My family used to have a dog, a Cardigan Welsh Corgi named Fred. Cardigans are the ones that have a tail. They’re a bit larger and heavier than the better known Pembroke variety, but still, Fred wasn’t even a foot high at the shoulder.
Fred had the best disposition of any dog I’ve ever known. He was always happy, loved everyone, and he didn’t have a mean bone in his body. Nonetheless, at some point he decided that one of his jobs was to make like a fierce guard dog when the mail arrived at the front door. He sounded like a much bigger dog, and if you didn’t know him or couldn’t see him, you might have concluded that he was a real threat. But to us, and to the postal carrier who did know him, it was quite comical. And if the front door was open, leaving only the glass storm door between Fred and the letter carrier, she might say, “Hi Fred,” and he would wag his tail.

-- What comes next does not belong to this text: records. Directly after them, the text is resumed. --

PR #5853, opened 2024-03-15
Add dev containers for all of our images

knelli2:
## Proposed changes

Makes opening the repo in the different containers significantly easier than having to edit a single dev container file every time.

### Code review checklist

  Then open `index.html`.
  `new feature` if appropriate.


knelli2:
@nilsvu What do you think of these changes? I think they will be useful for SXS-con and also in general for people who want to use different containers to try things.

nilsvu:
Yea seems useful, I'm only worried about maintaining all these files. I see some merge logic noted in the docs https://containers.dev/implementors/spec/, so is it possible to have the different files inherit most fields from a parent file?

knelli2:
From a quick glance it looks like several fields we use are missing merge logic so we'd still have to copy a decent amount. Not sure if it's worth it to rely on merge logic.

knelli2:
@knelli2 and @nilsvu will discuss more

As ridiculous as the whole thing was, there was no stopping it. It’s not like you can reason with a dog and explain to him how silly he looks. It was instinct, after all. He was trying to protect his home, going into full aggression mode, hair standing up on his back, making him 11 inches tall rather than 10½. He was simply wired to act that way.

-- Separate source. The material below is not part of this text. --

PR #5854, opened 2024-03-15
Add RotScaleTrans Map to BCO

AlexCarpenter46:
## Proposed changes

Adds the RotScaleTrans map to the BCO domain. Also enables the translation control and translation options in the BBH/BNS executable.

We humans are not nearly so instinctive as Fred. We can look at our behavior and change it when it seems to be unhelpful. But that is not to say that we don’t have some deeply ingrained ways of responding to things around us, and these are more instinctive when we feel threatened or angry.
At such moments we are prone to fight or flight responses, and if we do not flee, the fight response means employing some sort of power or force. It may be physical, verbal, military. It may involve threats and intimidation, like Fred with the mail carrier. But whatever the form, most of us have deeply ingrained assumptions about how power and force work.

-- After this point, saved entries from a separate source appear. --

PR #5855, opened 2024-03-16
Add iterative scheme to worldtube

nikwit:
Adds the iterative scheme to the worldtube, as described in section V A of https://arxiv.org/abs/2403.08864.

The worldtube sends the updated acceleration to the adjacent elements which use it to compute the updated puncture field and then the updated regular field. This is send back to the worldtube and used to update the acceleration which can be repeated an arbitrary number of times. An action test of this iterative scheme is included.

~depends on #5847~

### DIFF
--- a/src/Evolution/Systems/CurvedScalarWave/Worldtube/ElementActions/SendToWorldtube.hpp
+++ b/src/Evolution/Systems/CurvedScalarWave/Worldtube/ElementActions/SendToWorldtube.hpp
@@ -22,6 +22,7 @@
 #include "Domain/TagsTimeDependent.hpp"
 #include "Evolution/Systems/CurvedScalarWave/System.hpp"
 #include "Evolution/Systems/CurvedScalarWave/Tags.hpp"
+#include "Evolution/Systems/CurvedScalarWave/Worldtube/ElementActions/ReceiveWorldtubeData.hpp"
 #include "Evolution/Systems/CurvedScalarWave/Worldtube/Inboxes.hpp"
 #include "Evolution/Systems/CurvedScalarWave/Worldtube/SingletonChare.hpp"
 #include "Evolution/Systems/CurvedScalarWave/Worldtube/Tags.hpp"
@@ -114,7 +115,9 @@ struct SendToWorldtube {
     const auto& area_element =
         get<gr::surfaces::Tags::AreaElement<DataVector>>(face_quantities);
     const auto& puncture_field =
-        db::get<Worldtube::Tags::PunctureField<Dim>>(box).value();
+        db::get<Tags::CurrentIteration>(box) > 0
+            ? db::get<Tags::IteratedPunctureField<Dim>>(box).value()
+            : db::get<Tags::PunctureField<Dim>>(box).value();
     const auto& psi_puncture = get<CurvedScalarWave::Tags::Psi>(puncture_field);
     const auto& dt_psi_puncture =
         get<::Tags::dt<CurvedScalarWave::Tags::Psi>>(puncture_field);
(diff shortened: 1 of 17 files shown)


src/Evolution/Systems/CurvedScalarWave/Worldtube/Inboxes.hpp
```diff
@@ -94,4 +94,15 @@ struct RegularFieldInbox
     return ss.str();
   }
 };
+
+/*!
+ * \brief Inbox of the element chares that contains the current iteration of the
+ * acceleration of the particle.
+ */
+template <size_t Dim>
+struct SelfForceInbox : Parallel::InboxInserters::Value<SelfForceInbox<Dim>> {
```
knelli2, line 103: Add the `output_inbox` function and a test that it writes the correct thing

src/Evolution/Systems/CurvedScalarWave/Worldtube/ElementActions/SendToWorldtube.hpp
```diff
@@ -161,8 +162,26 @@ struct SendToWorldtube {
     Parallel::receive_data<Worldtube::Tags::SphericalHarmonicsInbox<Dim>>(
         worldtube_component, db::get<::Tags::TimeStepId>(box),
         std::make_pair(element_id, std::move(Ylm_coefs)));
+    if (db::get<Tags::CurrentIteration>(box) <
+        db::get<Tags::MaxIterations>(box) - 1) {
```
knelli2, line 168: Should this logic just go in `IteratePunctureField` instead? I think it makes more sense for `IteratePunctureField` to be the one to increase the `current_iteration` and determine if it actually needs to compute another iteration of the puncture field or go to BCs

src/Evolution/Systems/CurvedScalarWave/Worldtube/SingletonActions/ReceiveElementData.hpp
```diff
@@ -126,7 +128,28 @@ struct ReceiveElementData {
         ylm::ylm_to_stf_0(dt_psi_ylm_l0), std::move(psi_stf_l1),
         std::move(dt_psi_stf_l1));
     inbox.erase(time_step_id);
-    return {Parallel::AlgorithmExecution::Continue, std::nullopt};
+    if (db::get<Tags::CurrentIteration>(box) <
+        db::get<Tags::MaxIterations>(box) - 1) {
```
knelli2, line 132: Same comment here about moving this to `IterateAccelerationTerms`

knelli2 (changes requested):
Also please fix the clang-tidy errors

src/Evolution/Systems/CurvedScalarWave/Worldtube/ElementActions/SendToWorldtube.hpp
nikwit: That's what I had originally but I think this way is better because it automatically handles the cases where `MaxIterations` is equal to 0 (geodesic) or 1 and the `IteratePunctureField` and `IterateAccelerationTerms` actions are skipped entirely.

knelli2: Ahh I see. I guess I was a bit confused because checking the iterations didn't seem related to sending data to the worldtube. But the beginning of the iterate actions can determine if an iteration needs to happen or not. I don't have a strong opinion on this so I'll defer to you.

knelli2 (commented):
Squash

nikwit:
@knelli2 thanks, I decided to leave the iteration decision as is. I noticed that I forgot to actually use the iterated puncture field which I addressed in another fixup commit if you would like to take a look.

knelli2 (commented):
Looks good. There are a couple more clang-tidy errors, so you can squash those in as well.

knelli2 (approved):

knelli2:
Ignoring unrelated test failure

You can see such assumptions at work in our reading about Naaman, the Syrian commander with leprosy. When he hears that there is someone in Israel who can heal him, he assumes it must be connected to people with power. It must belong to those with influence and might, and so he goes to his king who provides him with a letter of introduction as well as fine gifts that he can take to Israel’s king in order to get this powerful ability to heal.
Of course the king of Israel knows nothing about healing leprosy, but he does understand power and threat and intimidation. He’s beside himself. He tears his clothes and screams at his advisors that Naaman is seeking to provoke an international incident. Clearly he is going to use this as a pretense for Aram attacking Israel, and only Elisha’s intervention prevents the king from going into full fight or flight mode.

Naaman is redirected to the house of the prophet. But Naaman is still caught up in the ways of power, influence, and prestige, as our reading makes clear by announcing his grand arrival with horses and chariots. Yet Elisha doesn’t even come out to meet him. It’s no way to treat powerful and important people, but Elisha simply sends a messenger telling Naaman to go and wash seven times in the Jordan River, and he will be healed.
Now it’s Naaman’s turn to act instinctively. He’s angry and begins to fume about this slight from the prophet. He storms off in a rage, and who knows what he might have done, except that his servants calm him down.
When Naaman flies off the handle over Elisha’s insulting disrespect, he not only falls into typical fight or flight patterns, he also assumes that God’s power looks like human power. He assumes that any legitimate healing will employ grandiose gestures that invoke God’s awesome power. Certainly he expects more than being told to go bathe in some muddy river. Clearly this prophet knows nothing about awe-inspiring, divine power.
Did you notice during the scripture reading that the people who move this story toward a good ending are all people outside the halls of power? Elisha knows about the power of God, but he’s not necessarily appreciated in the royal court. And the other prime movers in the story are Naaman’s servants, and an Israelite slave girl, the very epitome of powerlessness.
Yet Naaman’s view of divine power is still shared by many. It’s one of the reasons people still struggle to make sense of the cross, struggle to embrace the Apostle Paul’s insistence that the crucified Christ is the pinnacle of God’s wisdom and power.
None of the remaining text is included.